O salão do restaurante estava lotado. Mesas redondas com toalhas brancas, música ambiente, garçons circulando com bandejas de salgadinhos. A confraternização da Transportadora América era o evento mais formal do ano.

— Relaxa, parece velório — o Léo, colega de trabalho, disse.

— É que não sei o que falar com o pessoal de outros setores.

— Fala do tempo.

— Sério?

— Ou do trânsito. Brasileiro adora reclamar de trânsito.

Carlos riu, nervoso. Ele odiava esse tipo de evento. Misturar trabalho com social era um campo minado. Falar do assunto errado, contar uma piada infeliz, ser informal demais com o chefe.

O Carlos Mendes, gerente dele, estava perto do bar, conversando com um dos diretores. Carlos pensou em ir cumprimentar, mas desistiu.

— Vai lá — o Léo cutucou.

— Depois.

— Agora. Enquanto ele tá sozinho.

Carlos respirou e foi. Parou perto do Carlos quando ele ficou sozinho no bar.

— Boa noite, Carlos.

— Carlos. Tudo bem?

— Tudo. Festa legal.

— É. A empresa capricha no fim de ano.

— É.

Silêncio. Carlos pensou no conselho do Léo. Trânsito. Mas pareceu superficial.

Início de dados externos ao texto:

PR #3171, opened 2022-08-26
Process Console New(ish) Commands

bradjc:
### Pull Request Overview

This adds the `terminate` and `boot` commands from the app id PR to process console.

This also restores my panic command which was removed for some reason at some point.

### Testing Strategy

Using the process console on hail.

### TODO or Help Wanted

n/a

### Documentation Updated

### Formatting

- [x] Ran `make prepush`.

### DIFF
--- a/capsules/src/process_console.rs
+++ b/capsules/src/process_console.rs
@@ -140,7 +140,8 @@ pub static mut COMMAND_BUF: [u8; 32] = [0; 32];
 
 /// List of valid commands for printing help. Consolidated as these are
 /// displayed in a few different cases.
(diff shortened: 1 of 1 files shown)


hudson-ayers (approved):
Looks good, though until AppId is in it seems like `boot` basically does nothing, since a process can never be unstarted while the process console is running?

bradjc:
> Looks good, though until AppId is in it seems like `boot` basically does nothing, since a process can never be unstarted while the process console is running?

Aha, except for using the new `terminate` command with the process console!

bradjc:
ping!

I really want the `panic` command back :)

PR #3174, opened 2022-08-27
stm: add adc, gpio pins and temperature

alexandruradovici:
### Pull Request Overview

This pull request adds ADC, GPIO pins and Temperarture drivers to the Nucleo446re board.

### Testing Strategy

This pull request was tested using a Nucleo446re board.

### TODO or Help Wanted

N/A

### Documentation Updated

### Formatting

- [x] Ran `make prepush`.


alistair23 (dismissed):

bradjc (approved):

bradjc (changes requested):
Actually, seems like maybe RNG doesn't work.

alexandruradovici:
RNG seems to works, the IPC system seems to crash the kernel.

chips/stm32f429zi/src/trng.rs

— O senhor vai viajar no fim de ano?

— Vou. Pra casa da irmã, no interior.

— Legal. Minha sogra é professora, se aposentou ano passado. Tava contando os dias pra viajar também.

Carlos sorriu. — Professor aposentado merece descanso.

— Merece.

A conversa continuou por mais alguns minutos. Carlos falou pouco, ouviu mais. Descobriu que o Carlos gostava de pescar. No fim, apertou a mão do chefe e voltou pra mesa.

— Conseguiu? — o Léo perguntou.

— Consegui. Falei da sogra.

— Da sogra?

— Funcionou.

O Léo riu e bateu no ombro dele. Carlos pegou um salgadinho da bandeja e comeu. Não tinha sido tão difícil.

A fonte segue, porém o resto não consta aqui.